**Data in this exercise:**
◇ ◇ ◇
PR #809, opened 2020-10-20
Implement Middleware for Handlers

gkinsman:
#### This PR implements a middleware layer around handlers. Middlewares have a number of advantages over existing solutions:

- User provided middlewares can be provided via extension methods packages in nuget packages
- They are composable with other middlewares
- They don't require any custom code in or around `IHandlerAsync<T>`
- They are cancellable with `CancellationToken`, whereas `IHandlerAsync<T>` cannot change to add one (or at least we haven't decided to do that)
- They create a nice place for users to add in cross cutting code, like custom stats, retry strategies, locking, etc etc without needing to change JustSaying.

This work is largely based on the existing middleware code added by @maisiesadler that is used in the `MessageReceiveBuffer`'s receive pipeline.

### Some example code

[Middlewares can be pulled from DI, or passed in explicitly](https://github.com/gkinsman/JustSaying/blob/31502b59ff0544c22d04ae6e1dead7f3a8c8e717/tests/JustSaying.IntegrationTests/Fluent/Subscribing/WhenUsingMultipleMiddlewares.cs#L35-L41):
```csharp
var callRecord = new List<string>();

void Before(string id) => callRecord.Add($"Before_{id}");
void After(string id) => callRecord.Add($"After_{id}");

var outerMiddleware = new TrackingMiddleware("outer", Before, After);
var middleMiddleware = new TrackingMiddleware("middle", Before, After);
var innerMiddleware = new TrackingMiddleware("inner", Before, After);

var services = GivenJustSaying()
    .AddSingleton(outerMiddleware)
    .AddSingleton<IHandlerAsync<SimpleMessage>>(handler)
    .ConfigureJustSaying(builder => builder.WithLoopbackTopic<SimpleMessage>(UniqueName,
        topic => topic.WithMiddlewareConfiguration(app =>
        {
            app.Use<TrackingMiddleware>(); // from DI
            app.Use(() => middleMiddleware); // provide a Func<MiddlewareBase<HandleMessageContext, bool>
            app.Use(innerMiddleware); // Existing instance
        })));
```

Produces:
```
Before_outer
Before_middle
Before_inner
After_inner
After_middle
After_outer
```

[Implementation of an extension method that makes a `UseExactlyOnce` method available to the pipeline, and resolves some services from DI](https://github.com/gkinsman/JustSaying/blob/770a129bbb590be5a795c514cf63235d29f237d7/src/JustSaying/Messaging/Middleware/Handle/HandlerMiddlewareBuilderExtensions.cs#L23-L41)

```csharp
public static HandlerMiddlewareBuilder UseExactlyOnce<TMessage>(
    this HandlerMiddlewareBuilder builder,
    string lockKey,
    TimeSpan? lockDuration = null)
{
    HandleMessageMiddleware CreateMiddleware()
    {
        var messageLock = builder.ServicesBuilder?.MessageLock?.Invoke() ?? builder.ServiceResolver.ResolveService<IMessageLockAsync>();
        var logger = builder.ServiceResolver.ResolveService<ILogger<ExactlyOnceMiddleware<TMessage>>>();

        return new ExactlyOnceMiddleware<TMessage>(messageLock,
            lockDuration ?? TimeSpan.MaxValue,
            lockKey,
            logger);
    }

    builder.Use(CreateMiddleware);

    return builder;
}
```

[Usage of `UseExactlyOnce`](https://github.com/gkinsman/JustSaying/blob/3f71f09917074881e678e573bf1cedeeb73130e8/tests/JustSaying.IntegrationTests/Fluent/Subscribing/WhenHandlerIsDeclaredAsExactlyOnce.cs#L29-L33)

```csharp
.ConfigureJustSaying((builder) =>
    builder.WithLoopbackTopic<SimpleMessage>(UniqueName,
        c =>
            c.WithMiddlewareConfiguration(m =>
                m.UseExactlyOnce<SimpleMessage>("simple-message-lock"))))
```

[They can be chained](https://github.com/gkinsman/JustSaying/blob/770a129bbb590be5a795c514cf63235d29f237d7/tests/JustSaying.UnitTests/Messaging/Middleware/HandlerMiddlewareBuilderTests.cs#L34-L56):
```csharp
.Configure(pipe =>
                {
                    pipe.Use(m1);
                    pipe.Use(m2);
                    pipe.Use(m3);
                })
```


src/JustSaying/Messaging/Middleware/Handle/HandlerInvocationMiddleware.cs
```diff
@@ -0,0 +1,44 @@
...
+            if (context == null) throw new ArgumentNullException(nameof(context));
+
+            stoppingToken.ThrowIfCancellationRequested();
+
+            var resolutionContext = new HandlerResolutionContext(context.QueueName);
+
+            IHandlerAsync<T> handler = _handlerResolver(resolutionContext);
+
+            //TODO: cache these
+            Type handlerType = handler.GetType();
```
slang25, line 32: Can we instead use `var task = handler.Handle(context.MessageAs<T>());` and flow the generic constraint?

gkinsman: Ahh, yes we can! I did it that way initially but then wanted to remove the generic parameter from `HandlerInvocationMiddleware<T>` for some reason, but that turned out to not be necessary.

Great stuff!

gkinsman: Have fixed this up 👍

gkinsman:
@martincostello can we target this for post-beta? I'm really keen to get the beta process rolling so we can get some features using the new backend.

src/JustSaying/Messaging/Middleware/Handle/HandlerMiddlewareBuilderExtensions.cs
```diff
@@ -0,0 +1,45 @@
+using System;
+using System.Runtime.CompilerServices;
+using JustSaying.Messaging.MessageHandling;
+using JustSaying.Messaging.Middleware.ExactlyOnce;
+using JustSaying.Models;
+using Microsoft.Extensions.Logging;
+
+using HandleMessageMiddleware = JustSaying.Messaging.Middleware.MiddlewareBase<JustSaying.Messaging.Middleware.Handle.HandleMessageContext, bool>;
+
+
```
martincostello, line 10:
```suggestion
using HandleMessageMiddleware = JustSaying.Messaging.Middleware.MiddlewareBase<JustSaying.Messaging.Middleware.Handle.HandleMessageContext, bool>;

```

src/JustSaying/Messaging/Middleware/Handle/HandlerMiddlewareBuilderExtensions.cs
```diff
@@ -0,0 +1,45 @@
...
+namespace JustSaying.Messaging.Middleware.Handle
+{
+    public static class HandlerMiddlewareBuilderExtensions
+    {
+        public static HandlerMiddlewareBuilder UseHandler<TMessage>(this HandlerMiddlewareBuilder builder,
+            Func<HandlerResolutionContext, IHandlerAsync<TMessage>> handler) where TMessage : Message
+        {
+            if(builder == null) throw new ArgumentNullException(nameof(builder));
+            if(handler == null) throw new ArgumentNullException(nameof(handler));
```
martincostello, line 19:
```suggestion
            if (builder == null) throw new ArgumentNullException(nameof(builder));
            if (handler == null) throw new ArgumentNullException(nameof(handler));
```

martincostello:
> @martincostello can we target this for post-beta? I'm really keen to get the beta process rolling so we can get some features using the new backend.

We can have as many alpha/beta/gamma/whatevers as we want before release internally, and we have the ProGet feed we can host packages in, so I don't think it really matters what label we give it or whatever the release cadence is (or the need to be super-strict on SemVer).

I'd only worry about these distinctions for putting something in NuGet.org, and I think we'd want to be fairly confidently "done" and happy it's working before publishing a beta there.

gkinsman:
> > @martincostello can we target this for post-beta? I'm really keen to get the beta process rolling so we can get some features using the new backend.
> 
> We can have as many alpha/beta/gamma/whatevers as we want before release internally, and we have the ProGet feed we can host packages in, so I don't think it really matters what label we give it or whatever the release cadence is (or the need to be super-strict on SemVer).
> 
> I'd only worry about these distinctions for putting something in NuGet.org, and I think we'd want to be fairly confidently "done" and happy it's working before publishing a beta there.

That makes perfect sense, thanks 👍. The main reason for a beta was so that we can switch to a package feed instead of local packages, so as you say we can just use proget 🙂.

src/JustSaying/Fluent/ISubscriptionBuilder`1.cs
```diff
@@ -26,7 +26,9 @@ internal interface ISubscriptionBuilder<out T>
         void Configure(
             JustSayingBus bus,
             IHandlerResolver resolver,
+            IServiceResolver serviceResolver,
```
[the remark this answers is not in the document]
gkinsman: Yeah I agree that having both resolvers plus the ServicesBuilder here isn't ideal. We could perhaps introduce an `IMiddlewareResolver`, though that adds a bit more machinery for questionable gain.

The ServicesBuilder is needed because we special case the registration/resolution of `IMessageLockAsync` because of JustSaying's explicit support for ExactlyOnce. We could remove this dependency by removing the `WithMessageLock` API and just requiring the user to register an `IMessageLockAsync` into the DI container, which would be resolvable in the middleware.

I suspect we might need to keep `IHandlerResolver` and `IServiceResolver` though, as a custom `IHandlerResolver` could be provided even if the user uses a DI container - we can't just resolve the `IHandlerResolver` from the `IServiceResolver`

src/JustSaying/Messaging/Middleware/Handle/HandleMessageContext.cs
```diff
@@ -0,0 +1,23 @@
...
+            QueueName = queueName;
+        }
+
+        public string QueueName { get; }
+
+        public Type MessageType { get; }
+
+        public Message Message { get; }
+
+        public TMessage MessageAs<TMessage>() where TMessage : Message => Message as TMessage;
```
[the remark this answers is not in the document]
gkinsman: Have moved this out to an extension method. I think it's a useful hint to middleware authors that it's possible to pull out a Message of type `T` (which is available on the middleware).

src/JustSaying/Fluent/ISubscriptionBuilder`1.cs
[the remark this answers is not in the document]
gkinsman: I had a punt at doing this over here https://github.com/gkinsman/JustSaying/pull/1

src/JustSaying/AwsTools/MessageHandling/Dispatch/MessageDispatcher.cs
```diff
@@ -157,13 +159,13 @@ public class MessageDispatcher : IMessageDispatcher
...
             var messageType = message.GetType();
 
-            var handler = _handlerMap.Get(queueName, messageType);
+            var middleware = _middlewareMap.Get(queueName, messageType);
 
-            if (handler == null)
+            if (middleware == null)
             {
                 _logger.LogError(
                     "Failed to dispatch. Handler for message of type '{MessageTypeName}' not found in handler map.",
```
adammorr, line 171: Do you think this log message needs updating now that we're using middleware instead?

adammorr: Just re-read your description, I'll hold off on these things until it's ready for review

src/JustSaying/Fluent/ISubscriptionBuilder`1.cs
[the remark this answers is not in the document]
gkinsman: Considering this resolved 👍

gkinsman:
This is now ready for review! I've documented the public interfaces, added tests, and removed the old exactly-once and stopwatch handlers and reimplemented as middlewares.

tests/JustSaying.TestingFramework/JustSaying.TestingFramework.csproj
```diff
@@ -11,7 +11,7 @@
     <PackageReference Include="MartinCostello.Logging.XUnit" Version="0.1.0" />
     <PackageReference Include="Microsoft.Extensions.Logging" Version="3.1.8" />
     <PackageReference Include="NSubstitute" Version="4.2.2" />
-    <PackageReference Include="Shouldly" Version="4.0.0" />
+    <PackageReference Include="Shouldly" Version="3.0.2" />
```
gkinsman, line 14: I downgraded this because v4 uses a new approval test engine called DiffEngine that triggers a type load exception for some reason, in a dependent lib called EmptyFiles (https://www.nuget.org/packages/EmptyFiles/). I couldn't get to the bottom of it so downgraded for now.

gkinsman: Ah, this looks like an issue with `net5.0` and Shouldly 4.0 - it works in `netcoreapp3.1`. Will keep this downgraded till there's a fix.

slang25: I'm trying to recreate this so I can file a bug report, but haven't been able to yet, is there a commit in this PR I should use?

gkinsman: Hey 🙂, I managed to reproduce it before over here: https://github.com/gkinsman/ShouldlyRepro. It fails locally with `dotnet test` and in Rider, but succeeds when run in github actions - weird!

I was going to log a bug but hadn't quite narrowed down if it was my environment yet. Does that project build locally for you?

slang25: Thanks @gkinsman, that was really helpful: https://github.com/shouldly/shouldly/issues/717

src/JustSaying/JustSayingBus.cs
```diff
@@ -46,15 +49,9 @@ public IMessageMonitor Monitor
...
-        public IMessageLockAsync MessageLock
-        {
-            get => HandlerMap.MessageLock;
-            set => HandlerMap.MessageLock = value;
-        }
-
         public IMessageContextAccessor MessageContextAccessor { get; set; }
 
-        public HandlerMap HandlerMap { get; }
+        public MiddlewareMap MiddlewareMap { get; }
```
slang25, line 54: If we hid this from the public API we could make `MiddlewareMap` internal (we'd need to also make `MessageDispatcher` internal, which is probably a good idea).
Perhaps we evaluate what we can hide as a separate task outside of this PR.

src/JustSaying/Messaging/Middleware/Handle/HandlerMiddlewareBuilder.cs
```diff
@@ -0,0 +1,139 @@
...
+        ///
+        /// This is added automatically as the innermost handler to all pipelines, and doesn't need
+        /// to be called manually.
+        /// </summary>
+        /// <typeparam name="TMessage"></typeparam>
+        /// <returns>The current HandlerMiddlewareBuilder.</returns>
+        /// <exception cref="InvalidOperationException">
+        /// If a HandlerInvocationMiddleware already exists in this pipeline, it cannot be added again.
+        /// </exception>
+        public HandlerMiddlewareBuilder UseHandler<TMessage>() where TMessage : Message
```
slang25, line 87: `internal` perhaps?

src/JustSaying/Messaging/Middleware/Metrics/StopwatchMiddleware.cs
```diff
@@ -0,0 +1,43 @@
...
+using System.Diagnostics;
+using System.Threading;
+using System.Threading.Tasks;
+using JustSaying.Messaging.Middleware.Handle;
+using JustSaying.Messaging.Monitoring;
+
+namespace JustSaying.Messaging.Middleware.Metrics
+{
+    /// <summary>
+    /// This middleware measures handlers' execution duration and reports the results to <see cref="IMessageMonitor"/>.
```
slang25, line 11:
```suggestion
    /// This middleware measures the handler's execution duration and reports the results to <see cref="IMessageMonitor"/>.
```
(this is measuring 1 handler, not multiple right?)

tests/JustSaying.TestingFramework/JustSaying.TestingFramework.csproj
slang25: We can bump this back to `4.0.1` now

slang25 (commented):
Some minor comments, overall a really good addition 😃

src/JustSaying/Messaging/Middleware/Metrics/StopwatchMiddleware.cs
gkinsman: Yep, think yours is clearer 👍

src/JustSaying/JustSayingBus.cs
gkinsman: We can make this internal while leaving the MessageDispatcher as is - MiddlewareMap doesn't have the same strange dependencies that HandlerMap had because it doesn't explicitly know about message locks anymore.

I think its still a good idea to review visibility separately - we might be able to hide some more things now that we couldn't before 👍

src/JustSaying/Messaging/Middleware/Handle/HandlerMiddlewareBuilder.cs
gkinsman: This has been changed to internal. If in the future we want to open up the whole pipeline for customisation (so e.g. you could use a delegate as a handler instead of an `IHandlerAsync`) then we can re-think how we supply this pipeline through the API, but this should get us started.

slang25 (dismissed):

src/JustSaying/AwsTools/MessageHandling/Dispatch/MiddlewareMap.cs
```diff
@@ -0,0 +1,103 @@
...
+        {
+            if (queueName is null) throw new ArgumentNullException(nameof(queueName));
+            if (messageType is null) throw new ArgumentNullException(nameof(messageType));
+
+            return _middlewares.TryGetValue((queueName, messageType), out var middleware) ? middleware : null;
+        }
+
+        public InterrogationResult Interrogate()
+        {
+            var middlewares = _middlewares.Select(item =>
```
martincostello, line 89: You should `ToList()` this, otherwise it's not materialized when it's returned and could cause different results if called multiple times and/or `InvalidOperationException` to be thrown if an item is added to the dictionary mid-enumeration.

src/JustSaying/Fluent/SqsReadConfigurationBuilder.cs
```diff
@@ -20,12 +21,53 @@ public sealed class SqsReadConfigurationBuilder : SqsConfigurationBuilder<SqsRea
...
+        /// A sample configuration:
+        /// <code>
+        /// WithMiddlewareConfiguration(pipe =>
+        /// {
+        ///     pipe.Use&lt;SomeCustomMiddleware&gt;();
+        ///     pipe.Use&lt;SomeOtherCustomMiddleware&gt;();
+        /// });
+        /// </code>
+        /// would yield this order of execution:
+        /// Before_SomeCustomMiddleware
```
martincostello, line 54: Could format this as an HTML `<ul>`?

src/JustSaying/Fluent/SqsReadConfigurationBuilder.cs
```diff
@@ -20,12 +21,53 @@ public sealed class SqsReadConfigurationBuilder : SqsConfigurationBuilder<SqsRea
...
+        /// Before_SomeOtherCustomMiddleware
+        /// Before_StopwatchMiddleware
+        /// Before_HandlerInvocationMiddleware
+        /// After_HandlerInvocationMiddleware
+        /// After_StopwatchMiddleware
+        /// After_SomeOtherCustomMiddleware
+        /// After_SomeCustomMiddleware
+        /// </example>
+        /// <returns></returns>
```
martincostello, line 63: Missing returns value docs.

src/JustSaying/JustSaying.csproj
```diff
@@ -14,4 +14,7 @@
     <PackageReference Include="System.Text.Json" Version="4.6.0" />
     <PackageReference Include="System.Threading.Channels" Version="4.5.0" />
   </ItemGroup>
+  <ItemGroup>
+    <Folder Include="Messaging\Middleware\Interrogation" />
+  </ItemGroup>
```
martincostello, line 19:
```suggestion
```

src/JustSaying/Messaging/Middleware/ExactlyOnce/ExactlyOnceMiddleware.cs
```diff
@@ -1,38 +1,38 @@
 using System;
+using System.Threading;
 using System.Threading.Tasks;
-using JustSaying.Models;
+using JustSaying.Messaging.MessageHandling;
+using JustSaying.Messaging.Middleware.Handle;
 using Microsoft.Extensions.Logging;
 
-namespace JustSaying.Messaging.MessageHandling
+namespace JustSaying.Messaging.Middleware.ExactlyOnce
```
martincostello, line 8: Does this need to live in its own namespace? Seems a bit OTT for one class and one extension method to me.

src/JustSaying/Messaging/Middleware/ExactlyOnce/HandlerMiddlewareBuilderExtensions.cs
```diff
@@ -0,0 +1,40 @@
...
+        /// <param name="builder">The current <see cref="HandlerMiddlewareBuilder"/>.</param>
+        /// <param name="lockKey">A unique key to identify this lock, e.g. the name of the handler.</param>
+        /// <param name="lockDuration">The length of time to lock messages while handling them.</param>
+        /// <typeparam name="TMessage">The type of the message that should be locked.</typeparam>
+        /// <returns>The current <see cref="HandlerMiddlewareBuilder"/>.</returns>
+        public static HandlerMiddlewareBuilder UseExactlyOnce<TMessage>(
+            this HandlerMiddlewareBuilder builder,
+            string lockKey,
+            TimeSpan? lockDuration = null)
+        {
```
martincostello, line 23: Null check the builder (and the key?).

src/JustSaying/Messaging/Middleware/ExactlyOnce/HandlerMiddlewareBuilderExtensions.cs
```diff
@@ -0,0 +1,40 @@
+using System;
+using JustSaying.Messaging.MessageHandling;
+using JustSaying.Messaging.Middleware.Handle;
+using Microsoft.Extensions.Logging;
+using HandleMessageMiddleware = JustSaying.Messaging.Middleware.MiddlewareBase<JustSaying.Messaging.Middleware.Handle.HandleMessageContext, bool>;
+
+namespace JustSaying.Messaging.Middleware.ExactlyOnce
```
martincostello, line 7: This API would be more discoverable if it was in the same namespace as the builder it's extending.

src/JustSaying/Messaging/Middleware/Handle/HandleMessageContext.cs
```diff
@@ -0,0 +1,21 @@
+using System;
+using JustSaying.Models;
+
+namespace JustSaying.Messaging.Middleware.Handle
+{
+    public sealed class HandleMessageContext
```
martincostello, line 6: `///` docs

src/JustSaying/Messaging/Middleware/Handle/HandleMessageContextExtensions.cs
```diff
@@ -0,0 +1,16 @@
+
+using System;
+using JustSaying.Models;
+
+namespace JustSaying.Messaging.Middleware.Handle
+{
+    public static class HandleMessageContextExtensions
```
martincostello, line 7: `///` docs

src/JustSaying/Messaging/Middleware/Handle/HandleMessageContextExtensions.cs
```diff
@@ -0,0 +1,16 @@
+
```
martincostello, line 1:
```suggestion
```

src/JustSaying/Messaging/Middleware/Handle/HandleMessageContextExtensions.cs
```diff
@@ -0,0 +1,16 @@
...
+using System;
+using JustSaying.Models;
+
+namespace JustSaying.Messaging.Middleware.Handle
+{
+    public static class HandleMessageContextExtensions
+    {
+        public static TMessage MessageAs<TMessage>(this HandleMessageContext context) where TMessage : Message
+        {
+            if(context == null) throw new ArgumentNullException(nameof(context));
```
martincostello, line 11:
```suggestion
            if (context == null) throw new ArgumentNullException(nameof(context));
```

src/JustSaying/Messaging/Middleware/Handle/HandlerMiddlewareBuilder.cs
```diff
@@ -0,0 +1,139 @@
...
+        /// <typeparam name="TMessage"></typeparam>
+        /// <returns>The current HandlerMiddlewareBuilder.</returns>
+        /// <exception cref="InvalidOperationException">
+        /// If a HandlerInvocationMiddleware already exists in this pipeline, it cannot be added again.
+        /// </exception>
+        internal HandlerMiddlewareBuilder UseHandler<TMessage>() where TMessage : Message
+        {
+            if (_handlerMiddleware != null)
+            {
+                throw new InvalidOperationException($"Handler middleware has already been specified " +
```
martincostello, line 91: Do we need to split this message over two lines?

src/JustSaying/Messaging/Middleware/Handle/HandlerMiddlewareBuilderExtensions.cs
```diff
@@ -0,0 +1,36 @@
...
+using JustSaying.Messaging.Middleware.ExactlyOnce;
+using JustSaying.Messaging.Middleware.Metrics;
+using JustSaying.Messaging.Monitoring;
+using JustSaying.Models;
+using Microsoft.Extensions.Logging;
+using HandleMessageMiddleware = JustSaying.Messaging.Middleware.MiddlewareBase<JustSaying.Messaging.Middleware.Handle.HandleMessageContext, bool>;
+
+namespace JustSaying.Messaging.Middleware.Handle
+{
+
```
martincostello, line 12:
```suggestion
```

src/JustSaying/Messaging/Middleware/Handle/HandlerMiddlewareBuilderExtensions.cs
```diff
@@ -0,0 +1,36 @@
...
+        /// <summary>
+        /// Adds a <see cref="HandlerInvocationMiddleware{T}"/> to the current pipeline.
+        /// </summary>
+        /// <param name="builder">The current <see cref="HandlerMiddlewareBuilder"/>.</param>
+        /// <param name="handler">A factory that creates <see cref="IHandlerAsync{T}"/> instances from
+        /// a <see cref="HandlerResolutionContext"/>.</param>
+        /// <typeparam name="TMessage">The type of the message that should be handled</typeparam>
+        /// <returns>The current <see cref="HandlerMiddlewareBuilder"/>.</returns>
+        /// <exception cref="ArgumentNullException">
+        /// <paramref name="builder"/> is <see langword="null"/>.
```
martincostello, line 24:
```suggestion
        /// <paramref name="builder"/> or <paramref name="handler"/> is <see langword="null"/>.
```

src/JustSaying/Messaging/Middleware/Metrics/HandlerMiddlewareBuilderExtensions.cs
```diff
@@ -0,0 +1,29 @@
+using System;
+using JustSaying.Messaging.Middleware.Handle;
+using JustSaying.Messaging.Monitoring;
+
+namespace JustSaying.Messaging.Middleware.Metrics
```
martincostello, line 5: Similar comments about discoverability putting everything in discrete namespaces.

src/JustSaying/Messaging/Middleware/Metrics/StopwatchMiddleware.cs
```diff
@@ -0,0 +1,43 @@
...
+            _handlerType = handlerType;
+        }
+
+        protected override async Task<bool> RunInnerAsync(HandleMessageContext context, Func<CancellationToken, Task<bool>> func, CancellationToken stoppingToken)
+        {
+            var watch = Stopwatch.StartNew();
+
+            bool result = await func(stoppingToken).ConfigureAwait(false);
+
+            watch.Stop();
```
martincostello, line 36: The timing won't be recorded if the func throws, is that intentional?

tests/JustSaying.UnitTests/JustSaying.UnitTests.csproj
```diff
@@ -19,4 +19,9 @@
     <PackageReference Include="xunit" Version="2.4.1" />
     <PackageReference Include="xunit.runner.visualstudio" Version="2.4.3" />
   </ItemGroup>
+  <ItemGroup>
+    <Folder Include="Messaging\Channels\SubscriptionGroupTests\Support" />
+    <Folder Include="Messaging\Middleware\Approvals" />
+    <Folder Include="Messaging\Monitoring" />
+  </ItemGroup>
```
martincostello, line 26: Are these needed?

src/JustSaying/AwsTools/MessageHandling/Dispatch/MiddlewareMap.cs
gkinsman: Ah good catch, thanks 👍

src/JustSaying/Fluent/SqsReadConfigurationBuilder.cs
gkinsman: We could do - this is the appearance in rider(half with, half without):

image

I checked the formatting in VS and Rider, and had to change a few names to make it format correcly, but maybe a ul is a better way to go.

src/JustSaying/Messaging/Middleware/Handle/HandlerMiddlewareBuilder.cs
gkinsman: Moved it to a single line 👍

src/JustSaying/Messaging/Middleware/ExactlyOnce/ExactlyOnceMiddleware.cs
gkinsman: You might be right - I was thinking that it'd be good to keep these separate as we add more (e.g. a polly retry/rate limiting), but having separate namespaces is maybe a bit unnecessary.

I've moved everything into a base `JustSaying.Messaging.Middleware` namespace while retaining the folder structure to keep things tidy, which makes things a bit more discoverable as you noted below.

What do you think?

src/JustSaying/Messaging/Middleware/ExactlyOnce/HandlerMiddlewareBuilderExtensions.cs
gkinsman: Done 👍

src/JustSaying/Messaging/Middleware/Metrics/HandlerMiddlewareBuilderExtensions.cs
gkinsman: These are all now in the same namespace, `JustSaying.Messaging.Middleware`, and I've marked the folders as not contributing to namespaces to avoid the squiggly in jetbrains products.

src/JustSaying/Messaging/Middleware/Metrics/StopwatchMiddleware.cs
gkinsman: So this is the same logic as the previous handler, [found here](https://github.com/justeat/JustSaying/blob/master/src/JustSaying/Messaging/Monitoring/StopwatchHandler.cs).

I guess it makes sense if you assume that `IMessageMonitor` only calls `HandlerExecutionTime` for successful executions. I'm not sure if that's what I'd expect, but its the way it works now.

Should we change this?

tests/JustSaying.UnitTests/JustSaying.UnitTests.csproj
gkinsman: Nope, will remove 👍

src/JustSaying/Fluent/SqsReadConfigurationBuilder.cs
gkinsman: Have moved this to ul for consistent formatting across ide's

src/JustSaying/JustSaying.csproj.DotSettings
```diff
@@ -0,0 +1,4 @@
+﻿<wpf:ResourceDictionary xml:space="preserve" xmlns:x="http://schemas.microsoft.com/winfx/2006/xaml" xmlns:s="clr-namespace:System;assembly=mscorlib" xmlns:ss="urn:shemas-jetbrains-com:settings-storage-xaml" xmlns:wpf="http://schemas.microsoft.com/winfx/2006/xaml/presentation">
```
martincostello, line 1: Maybe this should be in the `.gitignore`?

src/JustSaying/Messaging/Middleware/ExactlyOnce/ExactlyOnceHandlerMiddlewareBuilderExtensions.cs
```diff
@@ -21,6 +20,9 @@ public static class HandlerMiddlewareBuilderExtensions
             string lockKey,
             TimeSpan? lockDuration = null)
         {
+            if(builder == null) throw new ArgumentNullException(nameof(builder));
+            if(string.IsNullOrEmpty(lockKey)) throw new ArgumentException("Parameter cannot be null or empty", nameof(lockKey));
```
martincostello, line 24:
```suggestion
            if (builder == null) throw new ArgumentNullException(nameof(builder));
            if (string.IsNullOrEmpty(lockKey)) throw new ArgumentException("Parameter cannot be null or empty.", nameof(lockKey));
```

src/JustSaying/Messaging/Middleware/Metrics/StopwatchMiddleware.cs
martincostello: If it's consistent with existing behaviour, then that's fine.

src/JustSaying/JustSaying.csproj.DotSettings
gkinsman: It looks like this file is intended to be for user settings - I thought it was a project settings file. I've removed it and moved the rule exclusions into code using `// ReSharper disable once CheckNamespace` to avoid the squiggly.

martincostello (approved):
◇ ◇ ◇
Find every line above that contains the word "cadence", and return each one.

**Solution for this task:**
We can have as many alpha/beta/gamma/whatevers as we want before release internally, and we have the ProGet feed we can host packages in, so I don't think it really matters what label we give it or whatever the release cadence is (or the need to be super-strict on SemVer).
> We can have as many alpha/beta/gamma/whatevers as we want before release internally, and we have the ProGet feed we can host packages in, so I don't think it really matters what label we give it or whatever the release cadence is (or the need to be super-strict on SemVer).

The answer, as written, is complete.